The Biogeochemistry working group developed two specific science questions that the members of the group plan to address over the final year of the RCN.  Both questions relate to changes in biogeochemical reactions across two gradients including the silicate-carbonate mineral continuum and salinity.  The questions are: (1) What are the magnitudes of redox gradients within the carbonate critical zone and their impacts on biogeochemical reaction products such as nutrient concentrations, greenhouse gas production and consumption, and trace metal cycling and (2) What are the impacts of variations in organic carbon loading to the carbonate critical zone particularly related to energy transport through the carbonate critical zone?  These questions will be addressed through compilation, syntheses, and analyses of legacy data depending on their availability at targeted locations.  Locations were chosen based on differing salinity and lithological characteristics and where WG members had prior knowledge of the region.

The Rates and Time Working Group developed two related hypotheses.  These include: (1) The relative contributions of matrix and conduit flow are influenced by the type of karst.
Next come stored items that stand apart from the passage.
PR #48, opened 2024-10-24
North West | Zabihollah Namazi | Module-Structuring-and-Testing-Data | Sprint 1 | Week 4

ZabihollahNamazi:
I will be happy if you check my answers.

## Learners, PR Template

Self checklist

## Changelist

Briefly explain your PR.

## Questions

### DIFF
--- a/Sprint-1/errors/4.js
+++ b/Sprint-1/errors/4.js
@@ -1,3 +1,3 @@
-const HourClockTime12 = "20:53";
-const hourClockTime24 = "08:53";
-console.log(hourClockTime24)
+const hourClockTime24 = "20:53";
+const hourClockTime12 = "08:53";
+console.log(hourClockTime24);
--- a/Sprint-1/errors/4.js
+++ b/Sprint-1/errors/4.js
@@ -1,2 +1,3 @@
-const 12HourClockTime = "20:53";
-const 24hourClockTime = "08:53";
+const HourClockTime12 = "20:53";
+const hourClockTime24 = "08:53";
+console.log(hourClockTime24)
--- a/Sprint-1/exercises/decimal.js
+++ b/Sprint-1/exercises/decimal.js
@@ -1,5 +1,13 @@
 const num = 56.5678;
 
+let wholeNumberPart = Math.floor(num) ;
+let decimalPart = num - Math.trunc(num) ;
+let roundedNum = Math.round(num) ;
+
+console.log(wholeNumberPart)
+console.log(decimalPart)
+console.log(roundedNum)
+
 // You should look up Math functions for this exercise https://developer.mozilla.org/en-US/docs/Web/JavaScript/Reference/Global_Objects/Math
 
 // Create a variable called wholeNumberPart and assign to it an expression that evaluates to 56 ( the whole number part of num )
--- a/Sprint-1/exercises/decimal.js
+++ b/Sprint-1/exercises/decimal.js
@@ -5,7 +5,7 @@ let decimalPart = num - Math.trunc(num) ;
 let roundedNum = Math.round(num) ;
 
 console.log(wholeNumberPart)
-console.log(decimalPart)
+console.log(decimalPart.toFixed(4))
 console.log(roundedNum)
 
 // You should look up Math functions for this exercise https://developer.mozilla.org/en-US/docs/Web/JavaScript/Reference/Global_Objects/Math
--- a/Sprint-1/explore/chrome.md
+++ b/Sprint-1/explore/chrome.md
@@ -16,3 +16,7 @@ Now try invoking the function `prompt` with a string input of `"What is your nam
 
 What effect does calling the `prompt` function have?
 What is the return value of `prompt`?
+
+// alert shows a small window saying "Hello World!"
+// prompt shows a small window with a input area 
+// what you write in the input area in prompt is the return value of prompt
--- a/Sprint-1/explore/objects.md
+++ b/Sprint-1/explore/objects.md
@@ -12,7 +12,7 @@ Try also entering `typeof console`
 
 Answer the following questions:
 
-What does `console` store? Answer: console is not designed to store any data. it output with messages , error and other useful data
+What does `console` store?- object -  Answer: console is not designed to store any data. it output with messages , error and other useful data
 
 What does the syntax `console.log` or `console.assert` mean? In particular, what does the `.` mean?
 console.log : to output messages,errors and variebles
--- a/Sprint-1/explore/objects.md
+++ b/Sprint-1/explore/objects.md
@@ -4,13 +4,17 @@ In this activity, we'll explore some additional concepts that you'll encounter i
 
 Open the Chrome devtools Console, type in `console.log` and then hit enter
 
-What output do you get?
+What output do you get? Answer : ƒ log() { [native code] }
 
-Now enter just `console` in the Console, what output do you get back?
+Now enter just `console` in the Console, what output do you get back? Answer: {debug: ƒ, error: ƒ, info: ƒ, log: ƒ, warn: ƒ, …}
 
 Try also entering `typeof console`
 
 Answer the following questions:
 
-What does `console` store?
+What does `console` store? Answer: console is not designed to store any data. it output with messages , error and other useful data
+
 What does the syntax `console.log` or `console.assert` mean? In particular, what does the `.` mean?
+console.log : to output messages,errors and variebles
+console.assert :  prints a message to the console only if an expression evaluates to false
+`.` : it calls functions which belongs to that object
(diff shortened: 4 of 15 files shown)


Sprint-1/interpret/to-pounds.js
```diff
@@ -15,7 +15,7 @@ const pence = paddedPenceNumberString
   .substring(paddedPenceNumberString.length - 2)
   .padEnd(2, "0");
```
cjyuan, line 16: Just an extra question. Do you think .padEnd(2, "0") is necessary?

Sprint-1/interpret/percentage-change.js
```diff
@@ -20,3 +20,17 @@ console.log(`The percentage change is ${percentageChange}`);
...
 // e) Describe what the expression Number(carPrice.replaceAll(",","")) is doing - what is the purpose of this expression?
+
+
+// a) 1-carPrice = Number(carPrice.replaceAll(",", ""));   2-priceAfterOneYear = Number(priceAfterOneYear.replaceAll("," ""));
+//       3- console.log(`The percentage change is ${percentageChange}`);
+
+// b) there should be a ',' between the argument and the replacement
+// replaceAll is not a function, you should use replace instead
+
+// c) 1- carPrice   2-priceDifference
```
cjyuan, line 31: These are not quite the "lines" with the declarations.

Sprint-1/interpret/time-format.js
```diff
@@ -22,3 +22,15 @@ console.log(result);
 // e) What do you think the variable result represents? Can you think of a better name for this variable?
 
 // f) Try experimenting with different values of movieLength. Will this code work for all values of movieLength? Explain your answer
+
+// a) 6 varieble declaration
+
+// b) one function call - console.log()
+
+// c) it divides movielength by 60 which will separate the seconds which is not enough to be one minute
```
cjyuan, line 30: can you try explain in terms of the term "remainder".

Sprint-1/interpret/time-format.js
```diff
@@ -22,3 +22,15 @@ console.log(result);
...
+
+// d) it removes remaining seconds which is not enough to be a minute and then divide the seconds to 60 to make total mitutes
```
cjyuan, line 32: You probably know what the code means, but the explanation is still not quite clear.
(Would you try ChatGPT to help you explain better?)

Sprint-1/interpret/percentage-change.js
```diff
@@ -20,3 +20,17 @@ console.log(`The percentage change is ${percentageChange}`);
 // d) Identify all the lines that are variable declarations
 
 // e) Describe what the expression Number(carPrice.replaceAll(",","")) is doing - what is the purpose of this expression?
+
+
+// a) 1-carPrice = Number(carPrice.replaceAll(",", ""));   2-priceAfterOneYear = Number(priceAfterOneYear.replaceAll("," ""));
+//       3- console.log(`The percentage change is ${percentageChange}`);
```
cjyuan, line 26: A function call is an expression and therefore can appear as a subexpression in another expression or as a parameter of 
     another function call. For example, there are 3 function calls happening in `console.log(Math.round(Number("12.34")))`.

Sprint-1/exercises/decimal.js
```diff
@@ -1,5 +1,13 @@
 const num = 56.5678;
 
+let wholeNumberPart = Math.floor(num) ;
+let decimalPart = num - Math.trunc(num) ;
+let roundedNum = Math.round(num) ;
+
+console.log(wholeNumberPart)
+console.log(decimalPart)
```
cjyuan, line 8: Your solution is correct because of round-off error with floating point number arithmetic. However, just for some challenge, can you find a way to output the decimal part of the `num` as .5678? (Currently, it is output as 0.5677999999999983)

Sprint-1/errors/4.js
```diff
@@ -1,2 +1,3 @@
-const 12HourClockTime = "20:53";
-const 24hourClockTime = "08:53";
\ No newline at end of file
+const HourClockTime12 = "20:53";
```
cjyuan, line 1: Probably a CYF mistake, but did you notice the variable names (besides the syntax error) do not quite match the values assigned to them?

Sprint-1/explore/chrome.md
```diff
@@ -16,3 +16,7 @@ Now try invoking the function `prompt` with a string input of `"What is your nam
 
 What effect does calling the `prompt` function have?
 What is the return value of `prompt`?
+
+// alert shows a small window saying "Hello World!"
+// prompt shows a small window with a input area 
+// what you write in the input area in prompt is the return value of prompt
```
cjyuan, line 22: What value does prompt() return if the user clicked "Cancel" instead of "OK"?

Sprint-1/explore/objects.md
```diff
@@ -4,13 +4,17 @@ In this activity, we'll explore some additional concepts that you'll encounter i
...
 
-Now enter just `console` in the Console, what output do you get back?
+Now enter just `console` in the Console, what output do you get back? Answer: {debug: ƒ, error: ƒ, info: ƒ, log: ƒ, warn: ƒ, …}
 
 Try also entering `typeof console`
 
 Answer the following questions:
 
-What does `console` store?
+What does `console` store? Answer: console is not designed to store any data. it output with messages , error and other useful data
```
cjyuan, line 15: The value stored in the variable `console` is an **object**. What can be found inside an object? 
What does the output `{debug: ƒ, error: ƒ, info: ƒ, log: ƒ, warn: ƒ, …}` tells you about the object stored in variable `console`?

cjyuan (commented):
Good job. I left the comments in the changed files.

Sprint-1/interpret/to-pounds.js
ZabihollahNamazi: it is not necessary but when its only one character in the pence side it will add a "0"
for example if the pence side is only a "6" pence it makes it "60" pence

Sprint-1/interpret/percentage-change.js
ZabihollahNamazi: fixed

Sprint-1/interpret/time-format.js
ZabihollahNamazi: we divided movielength by 60, every 60 will be a minute, the remainder is the the seconds not enough to be a minute.  for example 2:43:4  the 4 is teh remainder seconds

Sprint-1/interpret/time-format.js
ZabihollahNamazi: This gives the remainder when movieLength is divided by 60, which is the number of seconds left after counting whole minutes. So remainingSeconds is the number of seconds in the final minute.

Here, we subtract remainingSeconds from movieLength to get only the full minutes, then divide by 60 to convert those seconds to minutes.

Sprint-1/exercises/decimal.js
ZabihollahNamazi: I fixed it

Sprint-1/errors/4.js
ZabihollahNamazi: I fixed the variables name

Sprint-1/explore/chrome.md
ZabihollahNamazi: null

Sprint-1/explore/objects.md
ZabihollahNamazi: The {debug: ƒ, error: ƒ, info: ƒ, log: ƒ, warn: ƒ, …} output provides a quick overview of some core methods available on the console object. Each method (like ƒ for function) allows for logging different types of messages, helping with debugging, information display, and error reporting directly within the browser's console.

Sprint-1/interpret/time-format.js
cjyuan: To me "to calculate number of whole minutes" would be clear enough. (Before using ChatGPT, I wasn't aware of the term "whole minute".)

Sprint-1/interpret/to-pounds.js
cjyuan: Have you tried changing the value of `penceString` to check whether your expectation holds ( without `.padEnd(2, "0")` )?

cjyuan:
Have you pushed your changes to Github?

ZabihollahNamazi:
yes I pushed them all

Sprint-1/interpret/to-pounds.js
ZabihollahNamazi: Yes I changed it to different numbers and the answer were correct

cjyuan (commented):
Code looks good.

- May I suggest utilising ChatGPT to find out how else the same code can be described or explained (as a second opinion)? It could help you write more concise comment in long run.

PR #57, opened 2024-10-29
West Midlands | Gabriel Deng | Module-Structuring-and-Testing-Data | Sprint 1

gai93003:
## Learners, PR Template

Self checklist

## Changelist

Briefly explain your PR.

## Questions

### DIFF
--- a/Sprint-1/errors/3.js
+++ b/Sprint-1/errors/3.js
@@ -1,6 +1,6 @@
 const cardNumber = 4533787178994213;
-cardNumber = cardNumber.toString();
-const last4Digits = cardNumber.slice(-4);
+const cardNumberStrings = cardNumber.toString();
+const last4Digits = cardNumberStrings.slice(-4);
 
 // The last4Digits variable should store the last 4 digits of cardNumber
 // However, the code isn't working
@@ -13,3 +13,5 @@ const last4Digits = cardNumber.slice(-4);
 // I believe the the code is correct. However, the first variable is considered as a string. If operation were to be done on it, the output should first be converted into an integer.
 
 //I used toString method on the cardNumber to turn it into strings and then use slice to retrieve the last 4 digits.
+
+// I converted the cardNumber integers into a string and assigned them to a variable called cardNumberStrings, this way, I can continue using the 'const' declaration instead of using the 'let'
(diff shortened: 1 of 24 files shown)


CE-0 (commented):
errors/3.js: Consider that  the "slice" function works with the string data type. How would you convert cardNumber to a string?

errors/4.js: Your assessment is correct, but is that the only error in the original declarations? I advise that you look at the variable names in relation to their respective values and see if anything's wrong.

gai93003:
Thanks for the review. For errors/3.js: I used toString method on the cardNumber to turn it into strings and then use slice to retrieve the last 4 digits.
In the meantime, for errors/4.js: I believe the problem was that the variable names were not descriptive enough. I have changed that.
Should I open and pull request for these changes?

Sprint-1/errors/3.js
```diff
@@ -1,4 +1,5 @@
 const cardNumber = 4533787178994213;
+cardNumber = cardNumber.toString();
```
CE-0, line 2: Constants cannot be reassigned. There must be a different way to go about this.

CE-0 (changes requested):
I left some feedback. Please take a look at it.

Sprint-1/errors/3.js
gai93003: I believe the toString content can be stored in a new variable. Or I could use the let declaration instead of the const7

Sprint-1/errors/3.js
```diff
@@ -1,6 +1,6 @@
 const cardNumber = 4533787178994213;
-cardNumber = cardNumber.toString();
-const last4Digits = cardNumber.slice(-4);
+const cardNumberStrings = cardNumber.toString();
```
CE-0, line 2: Method is different from what I would've done, but ultimately gets the job done. Good work.

cjyuan:
Why not try also the questions in "explore" and "interpret" folders?

gai93003:
Alright, thank. I was planning to give them a try as well. Let me work on
them so that you can help me review it.

Sprint-1/errors/3.js
gai93003: What other method were you suggesting that I could use, I believe that it could help knowing as well.

CE-0: const cardNumber = 4533787178994213;

gai93003: Oh this way is much better since it reduces the lines of code, thanks for that. I didn't think of it.

PR #59, opened 2024-10-30
London | Forogh Aghaeiyarijani | Module-Structuring-and-Testing-Data | sprint1| week1

Forogh-Aghaeiyarijani:
## Learners, PR Template

Self checklist

## Changelist

Briefly explain your PR.

## Questions

### DIFF
--- a/Sprint-1/errors/2.js
+++ b/Sprint-1/errors/2.js
@@ -1,5 +1,5 @@
 // Currently trying to print the string "I was born in Bolton" but it isn't working...
 // what's the error ?
-
-console.log(`I was born in ${cityOfBirth}`);
 const cityOfBirth = "Bolton";
+console.log(`I was born in ${cityOfBirth}`);
+
--- a/Sprint-1/errors/2.js
+++ b/Sprint-1/errors/2.js
@@ -3,3 +3,4 @@
 const cityOfBirth = "Bolton";
 console.log(`I was born in ${cityOfBirth}`);
 
+//Computer reads code from the line by line, so we need to first define variables and then get console.
--- a/Sprint-1/errors/3.js
+++ b/Sprint-1/errors/3.js
@@ -9,3 +9,10 @@ const last4Digits = cardNumber.slice(-4);
 // Then try updating the expression last4Digits is assigned to, in order to get the correct value
 
 console.log(last4Digits);
+
+// If cardNumber were a number (not a string), this would raise a TypeError because numbers don't have a slice() method.
+// If cardNumber were a number, JavaScript would throw a TypeError because slice() is not a method for numbers.
+// Why String Conversion Might Not Always Be Ideal:
+// 1-Loss of Numerical Context: After converting to a string, performing arithmetic operations requires converting back to a number.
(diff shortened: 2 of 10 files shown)


Sprint-1/errors/2.js
```diff
@@ -1,5 +1,5 @@
 // Currently trying to print the string "I was born in Bolton" but it isn't working...
 // what's the error ?
```
SallyMcGrath, line 2: Try writing in your explanation as well as fixing the code - we are communicating about code here.

Sprint-1/errors/3.js
```diff
@@ -1,4 +1,4 @@
-const cardNumber = 4533787178994213;
+const cardNumber = "4533787178994213";
```
SallyMcGrath, line 1: The exercise asks you to update "the expression last4Digits is assigned to, in order to get the correct value"

Can you try doing this? In your code you have changed the data type to a string. Can you think why or when it might not be a good idea to change a number to a string?

Sprint-1/errors/4.js
```diff
@@ -1,2 +1,2 @@
-const 12HourClockTime = "20:53";
-const 24hourClockTime = "08:53";
\ No newline at end of file
+const HourClockTime = "20:53";
```
SallyMcGrath, line 1: What does 12 hour clock time mean?  What about 24 hour clock time?

Does it matter what we call things? Why do we assign labels to values, functions, expressions and so on in coding?

SallyMcGrath (commented):
Hi @Forogh-Aghaeiyarijani . Is there a bit more to do here? It looks like there are many more exercises in the folders.

Sprint-1/errors/3.js
Forogh-Aghaeiyarijani: If cardNumber were a number (not a string), this would raise a TypeError because numbers don't have a slice() method.
If cardNumber were a number, JavaScript would throw a TypeError because slice() is not a method for numbers.
 Why String Conversion Might Not Always Be Ideal:
 1-Loss of Numerical Context: After converting to a string, performing arithmetic operations requires converting back to a number.
 2-Performance Considerations: String manipulation can be less efficient than numerical operations, especially in large-scale data processing.
 3-Clarity: Maintaining a variable as a number can make the code easier to understand in contexts where numeric operations are expected. ​​

Sprint-1/errors/4.js
Forogh-Aghaeiyarijani: Definition: A system of timekeeping where the day is divided into two 12-hour periods: AM (Ante Meridiem, before noon) and PM (Post Meridiem, after noon).
 Example: 8:53 PM in 12-hour format is written as 08:53 PM.

 Definition: A system where the day runs from 00:00 (midnight) to 23:59 (one minute before the next midnight), without using AM or PM.
 Example: 20:53 in 24-hour format is 8:53 PM in 12-hour format.
 labels in coding is matters!Why? 
 1. Consistency in Naming: Helps with understanding the flow of data.
 2. Avoiding Ambiguity: Mislabeling can lead to incorrect assumptions about the data type or its usage.
 3. Efficient Communication: When collaborating, meaningful labels reduce the need for excessive comments or explanations.

PR #70, opened 2024-11-01
London 11 | Pezhman-Azizi | Structuring-and-testing-data | week1 | sprint 1 

Pezhman-Azizi:
## Learners, PR Template

Self checklist

## Changelist

Briefly explain your PR.

## Questions

### DIFF
--- a/Sprint-1/errors/0.js
+++ b/Sprint-1/errors/0.js
@@ -1,2 +1,7 @@
-This is just an instruction for the first activity - but it is just for human consumption
-We don't want the computer to run these 2 lines - how can we solve this problem?
+// This is just an instruction for the first activity - but it is just for human consumption
+// We don't want the computer to run these 2 lines - how can we solve this problem?
+
+// We can take an approach called `Commenting`. In different programming languages, there are different ways to solve this.
+// And it is just a matter of Syntax. In case of JavaScript for Mac we can do `command + /`
+// it means the line is not executed and it is just for sake of reading it.
+// So in the case of this exercise I want to comment out the 2 lines (line1 and line2) by selecting both lines and pressing `command + /`
--- a/Sprint-1/exercises/decimal.js
+++ b/Sprint-1/exercises/decimal.js
@@ -13,7 +13,7 @@ const num = 56.5678;
 const wholeNumberPart = Math.floor(num);
 
 // the decimal part of num
-const decimalPart = num - wholeNumberPart
+const decimalPart = +(num - wholeNumberPart).toFixed(4); //.toFixed limits the decimal places in form of string. And the + sign turns the string to an integer.
 
 // num rounded to the nearest whole number
 const roundedNum = Math.round(num);
--- a/Sprint-1/exercises/decimal.js
+++ b/Sprint-1/exercises/decimal.js
@@ -7,3 +7,20 @@ const num = 56.5678;
 // Create a variable called roundedNum and assign to it an expression that evaluates to 57 ( num rounded to the nearest whole number )
 
 // Log your variables to the console to check your answers
+
+
+// the whole number part of num
+const wholeNumberPart = Math.floor(num);
+
+// the decimal part of num
+const decimalPart = num - wholeNumberPart
+
+// num rounded to the nearest whole number
+const roundedNum = Math.round(num);
+
+
+//logging the variables to the console
+console.log(num);
+console.log(wholeNumberPart);
+console.log(decimalPart);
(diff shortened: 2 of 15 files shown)


Sprint-1/exercises/initials.js
sajadsoorni, line 1: Attention, Commiser Gorden! Nice chap chap on that code! Your use of charAt() to grab the initials is as smooth as a well-oiled machine. It helped me compare it to my approach, which is as follows:
```
let firstChar = firstName[0] + middleName[0] + lastName[0];
console.log(firstChar);
```
It's a bit like a clumsy recruit trying to find the right gear with direct indexing. Let’s keep charging ahead in this coding mission!
Stay sharp and carry on...

Sprint-1/exercises/decimal.js
```diff
@@ -7,3 +7,20 @@ const num = 56.5678;
 // Create a variable called roundedNum and assign to it an expression that evaluates to 57 ( num rounded to the nearest whole number )
 
 // Log your variables to the console to check your answers
+
+
+// the whole number part of num
+const wholeNumberPart = Math.floor(num);
+
+// the decimal part of num
+const decimalPart = num - wholeNumberPart
```
CE-0, line 16: Result is not what is expected. Value contains too many decimal places.

Sprint-1/exercises/random.js
```diff
@@ -3,7 +3,27 @@ const maximum = 100;
...
+
+// 1. Math.random():
+// This part, Math.random(), gives us a random decimal number between 0 and 1. It could be something like 0.234 or 0.857—always between 0 and just under 1.
+
+// 2. Making the random number bigger:
+// We then multiply that random decimal by 100 (since (maximum - minimum + 1) calculates to 100).
+// This turns the decimal into a bigger random number that’s somewhere between 0 and almost 100. For example, it could now be 45.67 or 98.23.
+
+// 3. Rounding down to a whole number:
+// Next, Math.floor(...) rounds down whatever number we have to the nearest whole number. If we had 45.67, it becomes 45. If it was 98.23, it becomes 98.
```
CE-0, line 23: Good assessment, but might I suggest that you explain the purpose behind rounding _down_ the value rather than _up_?

CE-0 (changes requested):
I have left you a few suggestions for your work. Please have a look at them.

Sprint-1/exercises/decimal.js
Pezhman-Azizi: Thanks a ton for the feedback! Just to clarify, when you mentioned "result is not what was expected," did you mean only the number of decimal places? If that’s the case, I looked into it and learned about .toFixed(4), which keeps things cleaner by limiting the decimal places.

I also learned that .toFixed() has a small catch—it actually returns the result as a string rather than a number. So, to make sure I get a number again, I’m using the + sign before the expression. It’s a quick way to convert it back to a number without affecting the value. I will go ahead and make the required changes. Thanks again for your time.

Sprint-1/exercises/random.js
Pezhman-Azizi: Thanks for the feedback! So the reason we’re rounding down with Math.floor() is to make sure we stay within the 1 to 100 range. If we rounded up, we’d risk getting a number outside that range—like going over 100. By rounding down and adding + minimum, we keep everything nicely contained.

Hope that clears it up! Let me know if there’s anything else you think I should add. Thanks again!

Sprint-1/exercises/decimal.js
```diff
@@ -13,7 +13,7 @@ const num = 56.5678;
 const wholeNumberPart = Math.floor(num);
 
 // the decimal part of num
-const decimalPart = num - wholeNumberPart
+const decimalPart = +(num - wholeNumberPart).toFixed(4); //.toFixed limits the decimal places in form of string. And the + sign turns the string to an integer.
```
CE-0, line 16: Good work on display here

Sprint-1/errors/0.js
```diff
@@ -1,2 +1,7 @@
-This is just an instruction for the first activity - but it is just for human consumption
```
Pezhman-Azizi, line 1: by commenting them out

Sprint-1/errors/0.js
```diff
@@ -1,2 +1,7 @@
...
-We don't want the computer to run these 2 lines - how can we solve this problem?
```
Pezhman-Azizi, line 2: by commenting them out

PR #80, opened 2024-11-04
CYF London 11 | Nadika Zavodovska | Structuring-and-Testing-Data | Week 1

nadika-zavodovska:
Self checklist

## Changelist

I have completed the Sprint 1 exercises.

### DIFF
--- a/Sprint-1/errors/3.js
+++ b/Sprint-1/errors/3.js
@@ -1,5 +1,5 @@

High frequency nitrate data from contrasting karst types in Florida and Missouri are being examined using discharge hysteresis plots. (2) When carbonate systems respond to land use and climate change, a threshold exists where transport, weathering, and related processes are faster in carbonate systems compared with silicate-dominated systems.  The second hypothesis focused much of the Working Group activities over the past year and included collecting, synthesizing, and evaluated 50-year discharge data from 36 European springs and 30 to 50-year nitrate concentration data from 11 US springs.  The discharge data were classified by their variability and compared with surrounding land use.   Both increasing nitrate concentration and stable concentrations were observed in each karst region but the data did not show a distinct pattern with karst type, which might have been expected if storage was a key factor.  One of the lessons learned, which may be the focus of a future paper, is that long-term time series data are sparse but necessary for cross site comparisons.

The Boundaries and Scales Working Group switched their focus from their original question of what controls the bottom boundary of the carbonate critical zone to one related to the location of erosion within the carbonate critical zone.  The primary question this group plans to address is: What controls the partitioning of erosional fluxes between flow across the surface compared with flow through karst conduits?  Multiple potential variables that may control the flux including: climate (temperature, precipitation, PET), rock properties across the carbonate-silicate spectrum (silicate content and distribution), permeability/porosity, tectonic setting (relief/slope), soil type, and land use/vegetation.  An evaluation of this problem will use the karstification index, which is derived from the fraction of landscape that drains into sinkholes.  This index will be calculated from LIDAR derived land surface DEMs and two published data sets of sinkhole distribution in the US.

All working groups have been and will continue to use available legacy data and the ad hoc data committee focuses on archiving the data synthesis. To that end, the group has created and are continuing to develop a public Group called “Carbonate Critical Zone RCN” on Hydroshare that will be a repository for compiled data sets related to the carbonate critical zone.  The Hydroshare site is supplemented by the RCN website and both sites have information that includes Collab notebooks, field trip videos, GIS files, and instructions on using Hydroshare.